The Restricted Security Context Constraints (SCC) allows pods to craft custom network packets. An attacker can use this flaw to cause a denial of service attack on an OpenShift Container Platform cluster if they have the ability to deploy pods.
Acknowledgments: Name: Yuval Kashtan (Red Hat)
While removing CAP_NET_RAW from the default capability set is a great change, I think it is better tracked as security hardening issue rather than a CVE. It's a stretch IMO to consider the inclusion of this capability a flaw on it's own, considering that other projects also include it by default, e.g. Docker: https://docs.docker.com/engine/reference/run/#runtime-privilege-and-linux-capabilities libcontainer: https://github.com/opencontainers/runc/blob/master/libcontainer/SPEC.md#security I think we want to avoid setting a precedent of CVE assignment everytime a project changes its capability set.

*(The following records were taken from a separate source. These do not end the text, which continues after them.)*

PR #1036, opened 2018-04-04
Fix Debug Build & Nullptr Dereference

LukeUsher:


src/CxbxKrnl/EmuDSoundInline.hpp
```diff
@@ -417,6 +417,10 @@ inline void DSoundBufferTransferSettings(
     LONG lVolume, lPan;
     DS3DBUFFER ds3dBuffer;
 
+	if (pDSBufferOld == nullptr) {
```
RadWolfie: Just a note, this is hack solution. Not a real solution.

PR #1039, opened 2018-04-05
Disable LLE Placeholder Action

RadWolfie:
LLE APU is not implemented yet.
LLE JIT does nothing.

This will help users not to report problems with LLE placeholder
actions.

**ATTENTION: If you have APU or JIT left on afterward. Please select reset to default action from menu or rollback then disable it. There are absolutely no reason for these options to be toggle for time being and giving false reports.**


PatrickvL:
Thank you!

Issue #769, opened 2017-10-19
Reserving memory ranges


PatrickvL:
As long as Cxbx-Reloaded runs code directly, it'll be needed to gain access to certain memory address ranges. This issue goes into detail on this subject.

Our prerequisite is, we must be running as a 32 bit process under 64 bit Windows (thus, relying on wow64).

To be able to run Xbox code directly, memory ranges that must be available are:
0x00010000 : 64 mb, for loading Xbox xbe's (128 mb for Chihiro)
0x80000000 : 64 mb, for kernel stub and contiguous memory shared with other devices
? : Tiled memory
0xF8000000 : 64 mb for various mmio ranges (TODO: split up per device in more detail)

Additionally, titles might request specific address ranges, some of those might assume these requests succeed.

The emulation itself, the DLL's used for it, and memory allocations during run time occupy address ranges too.

Previously, Cxbx was composed of 2 parts : the GUI and an emulation DLL.
The GUI was loaded at 0x00010000, the DLL somewhere else.
When running emulation, the GUI would be launched in "emulation-mode", handing over control to the emulation DLL. Xbe's were loaded by overwriting the GUI code.
This led to unstable and hard to debug code.

Nowadays, Cxbx-Reloaded is a single executable, stripped from relocation information, set to a fixed load address of 0x00010000. The first 128 mb of the executable is occupied by a memory placeholder. Following that, both the GUI and the emulating code are linked into this one big single executable.
This setup makes it possible to load xbe's at their designated addres, while keeping all code together.
The downside of this setup is, linking times are high, the executable contains 128 mb of otherwise useless space, and both the GUI as the emulation environment contain eachothers code, even though they don't use eachother.

(TODO: Move and expand the above into the appropriate wiki article, just link to that here).

Going forward, we envision a setup that would allow better control over available memory, and removes most of the problems we have right now. It works like this:

We'll split up the GUI from the emulation again, and add a loader into the mix.

The emulation code will be put in a DLL once again.
The GUI will be a separate executable, sharing only the configuration data with the emulation DLL.
The loader will be a tiny executable, loaded at address 0x00010000.

The GUI will stay the main executable.
The loader executable will arrange memory reservation and load the emulation DLL.
The emulation DLL will bootstrap our kernel and run emulation.

Since the tiny loader will reside at 0x00010000, the few pages occupied by it are already reserved.
[...]

PR #1552, opened 2019-02-12
Introducing near absolute control over memory ranges (WIP)

PatrickvL:
This introduces the basics for #769 by introducing 3 new projects (a loader executable, an emulation DLL and an empty GUI executable) without actually making use of any of it.

This setup will allow Cxbx-Reloaded to have near-absolute control over memory ranges under Windows (and probably Wine nearly as well).

This work is not being used just yet, but the code is now at a point that it'd be helpfull to merge it into develop, so others can start contributing (like the required changes to the memory manager classes, for example). 
(EDIT : Per @LukeUsher request, this PR is meanwhile updated to target a separate 'loader' branch)

Note, that existing functionality should NOT be changed, so if the existing Cxbx.exe still works, it'll be alright to merge.

Reviews & remarks welcome!


LukeUsher:
Since this is currently unusable (and adds multiple projects) it could be confusing to new contributors. 

Rather than merge into 'develop', may I suggest maintaining a 'loader' branch here on upstream Github?

That way work can continue, it can be kept in-sync with develop, and once finalized, it can be merged as a whole completed piece.

I'll do a full code-review later: I'm pretty busy for the rest of today.

build/win32/Cxbx/Cxbx.vcxproj
```diff
@@ -1,571 +1,575 @@
...
-    </ProjectReference>
-  </ItemGroup>
-  <ItemGroup>
-    <Image Include="..\..\resource\Cxbx-R.ico" />
-    <Image Include="..\..\resource\Logo-License-CC4.bmp" />
-  </ItemGroup>
-  <Import Project="$(VCTargetsPath)\Microsoft.Cpp.targets" />
-  <ImportGroup Label="ExtensionTargets">
-  </ImportGroup>
+﻿<?xml version="1.0" encoding="utf-8"?>
```
LukeUsher: What happened to the line-endings in here? It might be a minor thing, but this will introduce merge conflicts with other, ongoing work (such as the Chihiro work).

If the line-endings did not change, then Git would be able to figure out the merges easily.

build/win32/Cxbx/Cxbx.vcxproj.filters
```diff
@@ -1,836 +1,848 @@
...
-      <Filter>Emulator</Filter>
-    </ClInclude>
-    <ClInclude Include="..\..\src\core\kernel\exports\EmuKrnlKe.h">
-      <Filter>Kernel</Filter>
-    </ClInclude>
-    <ClInclude Include="..\..\src\common\Timer.h">
-      <Filter>Emulator</Filter>
-    </ClInclude>
-  </ItemGroup>
+<?xml version="1.0" encoding="utf-8"?>
```
LukeUsher: Same here, re: line-endings

src/common/AddressRanges.h
```diff
@@ -0,0 +1,116 @@
...
+	RANGE_ENTRY(0xFE800000, 0xFE87FFFF, KB(512), PROT_NAC, SYSTEM_ALL              , "DeviceAPU"),
+	RANGE_ENTRY(0xFEC00000, 0xFEC00FFF, KB(  4), PROT_NAC, SYSTEM_ALL              , "DeviceAC97    (ACI)"),
+	RANGE_ENTRY(0xFED00000, 0xFED00FFF, KB(  4), PROT_NAC, SYSTEM_ALL              , "DeviceUSB"),
+	RANGE_ENTRY(0xFEF00000, 0xFEF003FF, KB(  1), PROT_NAC, SYSTEM_ALL              , "DeviceNVNet"),
+	RANGE_ENTRY(0xFF000000, 0xFF3FFFFF, MB(  4), PROT_NAC, SYSTEM_ALL              , "DeviceFlash_a (Flash mirror 1)"),
+	RANGE_ENTRY(0xFF400000, 0xFF7FFFFF, MB(  4), PROT_NAC, SYSTEM_ALL              , "DeviceFlash_b (Flash mirror 2)"),
+	RANGE_ENTRY(0xFF800000, 0xFFBFFFFF, MB(  4), PROT_NAC, SYSTEM_ALL              , "DeviceFlash_c (Flash mirror 3)"),
+	RANGE_ENTRY(0xFFC00000, 0xFFFFFFFF, MB(  4), PROT_NAC, SYSTEM_ALL    | MAY_FAIL, "DeviceFlash_d (Flash mirror 4) Optional (will probably fail reservation, which is acceptable - the 3 other mirrors work just fine"),
+	RANGE_ENTRY(0xFFFFFE00, 0xFFFFFFFF,    512 , PROT_NAC, SYSTEM_RETAIL | MAY_FAIL, "DeviceMCPX    (not Chihiro, Xbox - if enabled) Optional (can safely be ignored)"),
```
LukeUsher: This region is only relevant if we were running the original Xbox boot sequence (including MCPX), so it's completely redundant to use it: By the time the Kernel has started execution, this region is disabled and cannot be re-enabled. Xbox software (and the kernel) have no access to this region whatsoever once 2BL has completed.

src/common/ReserveAddressRanges.cpp
```diff
@@ -0,0 +1,85 @@
...
+// *  All rights reserved
+// *
+// ******************************************************************
+
+#include "AddressRanges.h"
+
+// Reserve an address range up to the extend of what the host allows.
+bool ReserveMemoryRange(int index)
+{
+	unsigned __int32 Start = XboxAddressRanges[index].Start;
```
LukeUsher: <cstdint> is a header-only include that has no external library or runtime requirements, so you could include that and avoid using Microsoft compiler specific types.

src/common/win32/EmuShared.cpp
```diff
@@ -106,7 +108,7 @@ void EmuShared::Init(DWORD guiProcessID)
         );
 
         if(g_EmuShared == nullptr)
-            CxbxKrnlCleanupEx(CXBXR_MODULE::INIT, "Could not map view of shared memory!");
+            return false; // CxbxKrnlCleanupEx(CXBXR_MODULE::INIT, "Could not map view of shared memory!");
```
LukeUsher: Couldn't this derive from the Error class in order to retain specific error messages using GetError()?

src/core/hle/XAPI/Xapi.cpp
```diff
@@ -1626,7 +1626,7 @@ DWORD WINAPI XTL::EMUPATCH(XLaunchNewImageA)
 
 			if (PathFileExists(szDashboardPath))
 			{
-				MessageBox(CxbxKrnl_hEmuParent, "The title is rebooting to dashboard", "Cxbx-Reloaded", 0);
+				(void)CxbxMessageBox("The title is rebooting to dashboard", MB_OK, CxbxKrnl_hEmuParent);
```
LukeUsher: Why the cast to void?

src/core/kernel/init/CxbxKrnl.cpp
```diff
@@ -499,6 +504,18 @@ HANDLE CxbxRestorePageTablesMemory(char* szFilePath_page_tables)
 
 #pragma optimize("", off)
```
LukeUsher: Did you forget to re-enable optimization?

src/loader/cxbxr-ldr.cpp
```diff
@@ -0,0 +1,186 @@
...
+}
+
+#define EMULATION_DLL "cxbxr-emu.dll"
+
+DWORD CALLBACK rawMain()
+{
+	(void)virtual_memory_placeholder; // prevent optimization removing this data
+
+	// First detect if we are running on WoW64, if not, prevent Cxbx-Reloaded from starting
+	// Cxbx-Relaoded needs access to high memory, only exposed to WoW64.
```
LukeUsher: Cxbx-Relaoded? ;)

LukeUsher:
image

Regarding those few files that are interpreted as binary: On inspection, those files start with a unicode BOM character, and they appear to have been saved as utf-16 rather than utf-8 like the rest of our codebase. You can clearly see the Byte-Order-Mark (FF EE) as well as each character taking up two bytes, rather than one.

Resaving these files in utf-8 (or ascii) encoding should resolve the problem.

src/core/hle/XAPI/Xapi.cpp
PatrickvL: To be explicit that the return value is ignored. (Validators might complain otherwise)

src/core/kernel/init/CxbxKrnl.cpp
PatrickvL: Never turned it off in this branch...

src/loader/cxbxr-ldr.cpp
PatrickvL: Good catch, I'll search&replace all

src/core/kernel/init/CxbxKrnl.cpp
LukeUsher: Sorry, if this is required it should be commented as to why... best leave as is for now.

build/win32/Cxbx/Cxbx.vcxproj
PatrickvL: Argh! Unintentional differences in line-endings, and binary encoding ... why all of a sudden?!?

src/common/AddressRanges.h
PatrickvL: Good point, I'll disable it with your remark as a comment.

src/common/ReserveAddressRanges.cpp
PatrickvL: I'll use that

src/common/win32/EmuShared.cpp
PatrickvL: I wouldn't bother, as current callers already show similair error messages, plus recent discussions seem to indicate EmuShared will be reworked anyway.

build/win32/Cxbx/Cxbx.vcxproj
PatrickvL: Fixed binary files by saving them as UTF-8.

Line-ending differences however, appear not the cause for the big diff . I did try unix2dos and dos2unix, saving without UTF-8 BOM, none of which solved it. Maybe it's because of the move?

src/core/kernel/init/CxbxKrnl.cpp
```diff
@@ -354,13 +354,18 @@ HANDLE CxbxRestoreContiguousMemory(char *szFilePath_memory_bin)
...
+#endif
+
 	// Map memory.bin contents into memory :
 	void *memory = (void *)MapViewOfFileEx(
 		hFileMapping,
 		FILE_MAP_READ | FILE_MAP_WRITE | FILE_MAP_EXECUTE,
 		/* dwFileOffsetHigh */0,
 		/* dwFileOffsetLow */0,
-		CONTIGUOUS_MEMORY_CHIHIRO_SIZE,
+		CHIHIRO_CONTIGUOUS_MEMORY_SIZE,
```
RadWolfie: For what reason this needs to be rename?
```
CONTIGUOUS_MEMORY_RETAIL_SIZE
CONTIGUOUS_MEMORY_DEBUGKIT_SIZE
CONTIGUOUS_MEMORY_CHIHIRO_SIZE
```
The above does make thing easier to find as an example. Or put retail / debugkit / chihiro after _SIZE.

RadWolfie:
I'm thinking... maybe perform a squash & merge method once review and fixes are complete. Then the rebase wouldn't have a problem with previous commits, from this PR, produce merge/rebase conflict.

src/core/kernel/init/CxbxKrnl.cpp
PatrickvL: Mainly to conform to all other occurences of `CHIHIRO_` as a prefix in \#defined symbols

PatrickvL:
Status : Awaiting more review

RadWolfie:
Recommendation by discord user if didn't see his message:
> Line endings are a non-issue if the repo contains a properly configured .gitattributes file

x1nixmzeng:
I've read over the review without testing and have a few points

* The CI script needs updating (it won't include the new binaries)
* The win64 config should be removed from the project
* Confusing number of new macros - KB()/MB() as functions are and ONE_KB/ONE_MB values
* Mixture of types - cstdint is included somewhere, yet most typenames are using `int` or even `__int`

PatrickvL:
@x1nixmzeng Good points, if possible I'll try to conform the new code more to what's being used in existing code.

As for testing: don't even bother to try, as there's additional work needed to get the existing memory classes to play nice with the now-reserved address ranges. (I'm hoping @ergo720 will join in at some point for that)

build/win32/Cxbx/Cxbx.vcxproj
PatrickvL: I checked again using Beyond Compare;

OLD :
Path : Cxbx-Reloaded\build\win32\Cxbx.vcxproj 
Encoding : UTF-8 BOM
Newline : CR+LF

NEW
Path : Cxbx-Reloaded\build\win32\Cxbx\Cxbx.vcxproj 
Encoding : UTF-8 BOM
Newline : CR+LF

Text Compare
312 same line(s)
4 important right orphan line(s)
259 important difference line(s)

31 difference section(s)

Conclusion : Github shows a huge amount of differences, not because of encoding or newine style changes, but because of the move into a sub-directory, all relative file paths got an additional "../" inserted.

PatrickvL:
On 2nd thought, using a 3rd branch (instead of just merging this into `develop`) might not be wise, given that all active deverlopers won't be confused by what's going on here...

LukeUsher:
The whole idea of adding another branch is to make sure that this work won't be merged into develop until it is 100% tested, and working, with no known regressions, and that we don't want conflicts with currently in-progress work.

After the new branch for the loader is stable, tested, and confirmed good, then it can be merged into develop as one piece.

PatrickvL:
This intend of this branch is to have no functional impact to the existing Cxbx project. Not now on it's introduction, nor anytime during development continues on the loader-approach. This will lead to a moment in time where the three-projects setup reaches or surpasses the functionality of the single-executants setup. At that point, users can switch over. We could keep the single-executable setup around for some time after that, then mark it deprecated and finally remove it.

Would all this be done in a separate branch, I fear it would be harder to keep the two branches in-sync.
Also, having it in a separate branch wouldn't motivate contributors to get this work finished as soon as possible.

RadWolfie:
To be honest, moving the existing project files does cause problem with develop and wip branches.

I believe the fixup commits should be append to broken commits in order to reduce amount of mistakes.

In my opinion, this pull request should be close then create a new pull request after the commits are corrected.

PatrickvL:
A squash merge would avoid the proposed fixing of broken (how?) commits.

The moving of the Cxbx project file needs to happen (to avoid projects illegally sharing compiled object file folders), so it might be best to take the pain once, and sooner rather than later.
It's still possible to wait for the few work in progress branches to be delivered (to my knowledge, there's currently just one being worked on, by ergo720)

RadWolfie:
Sent a PM about how to fix the broken commits.

If added the eol fix to `.gitattribute` file along with the file's eol correction. Then squash merge will resolve eol issue. However, it doesn't help with the massive changes in existing project files unfortunately.

If we are using cmake, then we wouldn't have to worry about generated project files at all.

x1nixmzeng:
OT: If you're interested in moving to generated project files I'll see what I can do

PatrickvL:
This work is awaiting cmake refactoring

PatrickvL:
Replaced by PR #1565

RadWolfie:
cmake progress is in near complete give or take within 2 days. I'm having two different issues at the moment which I'm not sure what went wrong. Though, I'll publish the branch some time after 8 hours of this comment.

PR #1553, opened 2019-02-14
Fix when titles use pushbuffers rather than SetVertexShaderConstant to update shader registers 

LukeUsher:
This improves Conflict Desert Storm 2, Headhunter: Redemption and Red Faction 2.


RadWolfie:
Even Star Wars Lego II start to show corrupted result then no characters visible. However, if I move, these visible remain at the same coordinate in the screenshot below.
image

PatrickvL:
This is somewhat timing sensitive, because since we don't actively flush pending push buffer commands yet, this code might be reading data that's about to be overwritten.

literalmente-game:
> This is somewhat timing sensitive, because since we don't actively flush pending push buffer commands yet, this code might be reading data that's about to be overwritten.

It is, you can take ``Scarface`` as a good test case, under the right conditions the entire screen will render perfectly.

RadWolfie:
I'm not sure if this PR is a solution or simply a workaround hack fix base on previous comments above. If it is not a workaround hack fix, then feel free to merge it.

Also, I had not seen any bad side effect with some titles by the way.

PatrickvL:
Merging as it's already an improvement, the forced push buffer command queue flush will have to come later

Issue #1559, opened 2019-03-04
Legal issues and broken logic in EmuRSA.cpp


JayFoxRox:
I recently noticed some breaking bugs in https://github.com/XboxDev/xbedump/issues/9 which affect giant.c; a variation of that code has found its way into src/common/crypto/EmuRSA.cpp (initially contributed to Cxbx-R by @ergo720).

In OpenShift Container Platform 3.11 if you are using an alternative CNI [1] you are at greater risk of exploitation. [1] https://docs.openshift.com/container-platform/3.11/architecture/networking/network_plugins.html
This issue has been addressed in the following products: Red Hat OpenShift Container Platform 4.5 Via RHSA-2020:4320 https://access.redhat.com/errata/RHSA-2020:4320
This bug is now closed. Further updates for individual products will be reflected on the CVE page(s): https://access.redhat.com/security/cve/cve-2020-14336
This issue has been addressed in the following products: Red Hat OpenShift Container Platform 4.6 Via RHSA-2020:4298 https://access.redhat.com/errata/RHSA-2020:4298
Mitigation: On OCP 3.11 create a custom SCC based on 'restricted' and also drop the NET_RAW capability[1]. Assign this custom SCC to any users, or groups which create pods you want to protect. See the documentation for more information [2]. [1] https://access.redhat.com/solutions/5611521 [2] https://docs.openshift.com/container-platform/3.11/admin_guide/manage_scc.html
Statement: By default, the OpenShift Container Platform uses the OpenShift SDN network interface. This interface makes this attack impractical by implementing IPTable rules on the host side of the virtual network interface, isolating network traffic to within the pod. If the OpenShift Container Platform has the sriov-network-operator deployed, it is at a greater risk for exploitation. If installing a new OCP 4.6 cluster no changes are required. If upgrading a cluster from an earlier version to 4.5.16 be sure to delete 99-worker-generated-crio-capabilities and 99-master-generated-crio-capabilities machine controllers once you have tested that dropping NET_RAW does not break your cluster workload.